In the first cookie, the consumer’s identification number is simply “4531.” Presumably, these identification numbers are being assigned in a sequential order. If the consumer were to edit his or her cookie file and change the number from “4531” to another number, like “4533,” it is quite probable that the consumer would then have access to another consumer’s order information. Essentially, the first consumer can easily create counterfeit cookies!

A consumer visiting a web site that uses the second cookie can change his identification number as well. However, a consumer changing “34343339336” to another number is likely to be less successful than a consumer changing the number “4531.” This second web site almost certainly does not assign its identification numbers sequentially; there are not 34,343,339,336 Internet users (yet)!
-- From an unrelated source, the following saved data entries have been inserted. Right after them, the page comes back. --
Issue #689, opened 2019-07-09
Windows implementation of SetThreadName


michael-loki:
It’s done on other platforms, just not windows.

despair86:
I have one already
I'll pull it back out, it's wrapped in `#if 0` block atm

despair86:
and in fact, the only reason you'd need one is for MSVC builds as `pthread_setname_np(3)` is available under the MSYS2 build environment

despair86:
fixed in my branch (see 19571cce1e29917d5a119f13ce263e3c55414376)

PR #691, opened 2019-07-10
fix freebsd build

majestrate:
this SHOULD fix the freebsd build that was broken by #689

### DIFF
--- a/llarp/util/threading.cpp
+++ b/llarp/util/threading.cpp
@@ -21,15 +21,16 @@ namespace llarp
       const int rc = pthread_setname_np(name.c_str());
 #else
 #ifdef __FreeBSD__
-      pthread_setname_np(pthread_self(), name.c_str());
+      const int rc = pthread_setname_np(pthread_self(), name.c_str(), nullptr);
 #else
       const int rc = pthread_setname_np(pthread_self(), name.c_str());
+#endif
       if(rc)
       {
         LogError("Failed to set thread name to ", name, " errno = ", rc,
                  " errstr = ", strerror(rc));
       }
-#endif
+
 #endif
 #else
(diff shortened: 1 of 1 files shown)


llarp/util/threading.cpp
```diff
@@ -16,14 +19,18 @@ namespace llarp
 #ifdef POSIX
 #ifdef __MACH__
       const int rc = pthread_setname_np(name.c_str());
+#else
+#ifdef __FreeBSD__
+      pthread_setname_np(pthread_self(), name.c_str());
```
michael-loki: based on https://www.freebsd.org/cgi/man.cgi?query=pthread_setname_np&sektion=3&apropos=0&manpath=OSF1+V5.1%2falpha

this should be:

```c++
const int rc = pthread_setname_np(pthread_self(), name.c_str(), nullptr);
```

llarp/util/threading.cpp
```diff
@@ -24,6 +30,8 @@ namespace llarp
         LogError("Failed to set thread name to ", name, " errno = ", rc,
                  " errstr = ", strerror(rc));
       }
+
+#endif
```
neuroscr: is this a stray endif? why was it aadded?

michael-loki: because of the `#else` on line 22.

llarp/util/threading.cpp
```diff
@@ -16,6 +19,9 @@ namespace llarp
 #ifdef POSIX
 #ifdef __MACH__
       const int rc = pthread_setname_np(name.c_str());
+#else
+#ifdef __FreeBSD__
```
michael-loki: `#elif defined(__FreeBSD__)`, and then that addresses @neuroscr’s comment

PR #705, opened 2019-07-13
Matrix build for travis

michael-loki:


.travis.yml
```diff
@@ -1,58 +1,44 @@
...
+  - STATIC_LINK=OFF NINJA=ninja NETNS=ON
+  - STATIC_LINK=ON NINJA=ninja NETNS=ON
+  - STATIC_LINK=OFF SHARED_LIB=ON
+  - STATIC_LINK=ON SHARED_LIB=ON
+  - STATIC_LINK=OFF NINJA=ninja SHARED_LIB=ON
+  - STATIC_LINK=ON NINJA=ninja SHARED_LIB=ON
+  - STATIC_LINK=OFF NETNS=ON SHARED_LIB=ON
+  - STATIC_LINK=ON NETNS=ON SHARED_LIB=ON
+  - STATIC_LINK=OFF NINJA=ninja NETNS=ON SHARED_LIB=ON
+  - STATIC_LINK=ON NINJA=ninja NETNS=ON SHARED_LIB=ON
```
michael-loki: do these combinations really make sense? we probably don’t need to test with/without ninja etc

neuroscr:
You removed:
- having a unified travis-ci testing framework (from bitcoincore inherited through Monero) across all loki projects (but I'm not sure any one desires this beyond me)
- builder and host agnostism (and testing cross platform building)
- No reliance on timestamps (previous macos sdk image has specifically modified build tools, we're working on updating this image to be newer, you could have helped the loki project too if you had worked on that)
- The previous system can be made to make builds deterministic but we haven't gotten around to making the dependency package files

.travis.yml
neuroscr: Probably right, I don't think it's support breaks too often (I'm not 100% it ever has but memory think either it did or something adjacent to it did) but would be nice to know when it does (if that's possible)

michael-loki:
Copy paste is not unification.

michael-loki:
> having a unified travis-ci testing framework (from bitcoincore inherited through Monero) across all loki projects (but I'm not sure any one desires this beyond me)

How is it unified? beyond sharing some (unused!) environment variables, what value does it add?

> builder and host agnostism (and testing cross platform building)

sort of goes against what travis provides. cross platform build *could* be part of the matrix build, and I want to add *actual* macOS and windows builds here, so we don’t regress on those platforms.

> No reliance on timestamps

I don’t see how the current build does that either

> The previous system can be made to make builds deterministic but we haven't gotten around to making the dependency package files

So could this one.

neuroscr:
Part of me really likes ditching that tightly wound system, so I don't deeply care one way or another. Your expertise here is appreciated but I did want to communicate what the advantages of the existing system over this (because it was a bit of a rabbit hole for me to figure out and clearly not obvious).

>what value does [consistency across project] add?

The idea would be having more staff that can pitch in and work cross-project, so we have less dependencies on specific people.

>So could this one.

Agreed, anything can be improved. Travis only having Xenial is painful though.

neuroscr:
Also thought mac/win was running on gitlab-ci but looks like that's all disabled. Even had to remove alpine, so if you have any time to look at that one too, it's also very easy to get macos going over there (The office has a mac runner).

And with our windows build VM, we can set up a windows runner too.

michael-loki:
It looks like this branch (awkwardly) isn’t triggering CI anymore. Will take a look later today.

PR #5, opened 2018-02-05
add archives

KristofferC:


KristofferC:
GitHub releases are not intended to be stable and should therefore not be hashed like this.

PR #13, opened 2018-07-29
Correct Registry.toml

fredrikekre:
I use the name entry to decide the name of the registry (duhh) but this was not updated, so when adding this registry it still ends up in `registries/Uncurated`.


KristofferC:
I think the updater script will clobber this straight away. I think I need to fix it on my end.

fredrikekre:
Cheers.

PR #28, opened 2019-02-09
add missing versions for DiffEqBase, DiffEqNoiseProcess, and StochasticDiffEq

ChrisRackauckas:
These 3 packages did not add their recent updates to the Versions file. This should at least temporarily fix the package manager so that way it's not down until this is fixed.


ChrisRackauckas:
This won't work. I need to change all of the deps.toml and compat.toml files.

StefanKarpinski:
Manual changes here will just get overwritten in a few minutes by the automatic sync script.

PR #31, opened 2019-02-28
Fix a dependency

EricForgy:
Hi,

I hope this can get merge, but understand if it is better to wait for the new registration process.

Neither my REQUIRE file nor my Project.toml indicate a dependency on Test (v0.12.0), yet, for some reason, it is showing up as a dependency here on General.

This is not the end of the world, but slightly annoying because I have 7 other packages (and growing) that depend on this package and all of the manifests are being polluted by this extraneous dependency on Test. I understand they are stdlib dependencies, but still, it would be nice to clean it up if possible.

In any case, I truly appreciate all the hard work and brainpower going into this and I look forward to the new registration process. Thank you 🙏

### DIFF
--- a/C/Currencies/Deps.toml
+++ b/C/Currencies/Deps.toml
@@ -11,8 +11,6 @@ DataStructures = "864edb3b-99cc-5e75-8d2d-829cb0a9cfe8"
 Base64 = "2a0f44e3-6c83-55bd-87e4-b1978d98bd5f"
 CurrenciesBase = "a33ca353-0707-5c2b-b398-646075a850cd"
 Dates = "ade2ca70-3891-5945-98fb-dc099432e06a"
-
-["0.10-0.12"]
 Test = "8dfed614-e22c-5e08-85e1-65c5234f0b40"
 
 ["0.11-0.12"]


StefanKarpinski:
This registry is autogenerated so this will get overwritten if it gets merged. Stdlib dependencies are determined by regex search of code in the package. Is the extra dependency causing any particular problems?

EricForgy:
Ah. Ok. No worries. 

> Is the extra dependency causing any particular problems?

No problems other than the minor annoyance of having all my Manifests polluted, but I can live with that for now. There must be something wrong with the regex because this package doesn't depend on Test, but I assume that will be fixed. Thanks 🙏

StefanKarpinski:
https://github.com/JuliaFinance/Currencies.jl/blob/61d3a636a02417e301a65607123b0b584dbf5f3e/test/runtests.jl#L4

EricForgy:
In my other packages, I'm pretty sure `[extras]`  are not dependencies, but no biggie:

https://github.com/JuliaFinance/Currencies.jl/blob/master/Project.toml#L9-L10

StefanKarpinski:
The registry generation doesn't look at the project file at all.

PR #74, opened 2019-04-16
fix compatf or DrWatson

fredrikekre:
Would be good to keep an eye out for these before merging, and fix the registrator issua asap.


StefanKarpinski:
Yes, I'm reviewing PRs and fixing them before merging until we can fixed version of Registrator deployed which won't happen until I fix the bug and @nkottary can deploy the fix, so not until late tonight, I'd guess.

fredrikekre:
I will push CI testing to General soonish too

PR #89, opened 2019-04-17
Fix: Adding TranscodingStreams 0.9.4

vdayanand:
Looks like `Compat.toml`, `Deps.toml` were not updated


fredrikekre:
I think it is already correct. TranscodingStreams/Project.toml does not specify those deps or compatibilities you add in this PR.

tanmaykm:
Should a warning be thrown if no compat entries are found in Project.toml?

KristofferC:
We discussed enforcing compat entries for all dependencies yesterday.

PR #139, opened 2019-04-19
Clean the registry.

fredrikekre:
https://github.com/JuliaComputing/Registrator.jl/pull/95 seems to be deployed. This PR cleans out unecessary information (like user emails etc) from the registry.


chakravala:
why are the `author` names being removed? i'm just curious about it

fredrikekre:
Because the registry is not a package metadata database.

PR #146, opened 2019-04-19
StatsModels 0.5.0 supports StatsBase 0.30

nalimilan:
Next release will be breaking, so better adjust bounds here.

Cc: @kleinschmidt


kleinschmidt:
LGTM

PR #236, opened 2019-04-23
Fix incorrect Julia upper bound in Nabla 0.11.1

ararslan:
Julia's upper bound was incorrectly identified as 1.1 for the most recent tag of Nabla, making it uninstallable on Julia 1.2 and nightly.

### DIFF
--- a/N/Nabla/Compat.toml
+++ b/N/Nabla/Compat.toml
@@ -26,7 +26,7 @@ DiffRules = "0.0"
 DualNumbers = "0.6"
 FDM = "0.1-0.4"
 SpecialFunctions = "0.5-0.7"
-julia = "1.0-1.1"
+julia = "1.0-1.3"
 
 ["0.2-0.10"]
 DualNumbers = "0.6"


ararslan:
I noticed that the Julia bound for Nabla 0.11.0 is `1.0.0-1`, but all other versions have Julia specified as `x.y-z.w`, e.g. `1.0-1.3`. That inconsistency is a bit odd, but was the only reason Nabla was installable at all on nightly.

fredrikekre:
should this somehow be merged with the julia compat for other versions?

ararslan:
I'm not sure what you mean. Could you elaborate?

fredrikekre:
Not sure it matters, but this could be compressed according to my edit above, but not sure we care.

fredrikekre:
Would be nice with some functionality to modify compat for a version, it is not as easy as before to do that with the compressed structure.

ararslan:
Oh, I see. Up to you.

StefanKarpinski:
This is fine, we're going to normalize this stuff in a few days. I'm working on a discourse post explaining the planned process.

PR #252, opened 2019-04-24
normalize compat bounds with new version compression

StefanKarpinski:
Update all compat files to match the new behavior introduced in https://github.com/JuliaComputing/Registrator.jl/pull/113.


A/ACME/Compat.toml
```diff
@@ -1,61 +1,61 @@
-["0.1"]
-julia = "0.3-0.5"
+[0]
```
fredrikekre: Should this be a string like the other ones?

StefanKarpinski: This is just how TOML prints keys that don't have any characters besides alphanumerics, underscores and dashes. Keys are always strings so this doesn't make it an integer or anything like that. Might be good to modify TOML to print values that look like integers in quotes to make this less confusing but it doesn't cause any problems and changing it would require patching TOML.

So a consumer making a change to this second cookie is unlikely to accidentally hit upon a valid identification number belonging to another consumer.

To create the most secure cookies, some web sites use digital signatures or cryptographic MAC codes. Such techniques make it exceedingly unlikely that a consumer will be able to create a counterfeit cookie, provided that the MAC actually covers all of the information in the cookie, rather than the data in the fields after they are decoded. More information on creating cookies that are really secure can be found in Chapter 16.

Both Netscape Navigator and Internet Explorer have options that will allow you to be notified when a cookie is received. Current versions of these programs allow you to accept all cookies, reject all cookies, or be prompted for each cookie whether you wish to accept it or not. Newer versions of these browsers allow you to control cookie acceptance on a site-by-site basis. Netscape 6.0 allows you to delete cookies on a case-by-case basis, as shown in Figure 8-4.

Unfortunately, neither browser will let you disable the sending of cookies that have already been accepted. To do that, you must toss your cookies.

There are additional techniques that you can use to block cookies. These techniques work with all browsers, whether they have cookie control or not.

Filter programs, such as AdSubtract, can also give users control over cookies. For further information, see Chapter 10.



[104] Remember, the HTTP URL encoding mechanism converts spaces to plus signs (+).